EXERCISE
Treat the line containing "-import io.lionweb.lioncore.java.language.Annotation;" as the first line of the answer and the last line of the data as its final line, reproducing every line between exactly.
□ □ □ □ □
PR #128, opened 2024-02-13
Correct serialization/deserialization of nullable boolean values

ftomassetti:
Nullable boolean values were treating null and false as interchangeable values, so that serializing and deserializing one would get back a different value.

For properties of type boolean which are _optional_ we want to distinguish _false_ and _null_, so the code has been corrected and tests have been added.

### DIFF
--- a/core/src/test/java/io/lionweb/lioncore/java/model/impl/DynamicNodeTest.java
+++ b/core/src/test/java/io/lionweb/lioncore/java/model/impl/DynamicNodeTest.java
@@ -3,10 +3,7 @@ package io.lionweb.lioncore.java.model.impl;
 import static org.junit.Assert.*;
 
 import com.google.gson.JsonArray;
-import io.lionweb.lioncore.java.language.Annotation;
-import io.lionweb.lioncore.java.language.Concept;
□ □ □ □ □
EXERCISE RESULT
-import io.lionweb.lioncore.java.language.Annotation;
-import io.lionweb.lioncore.java.language.Concept;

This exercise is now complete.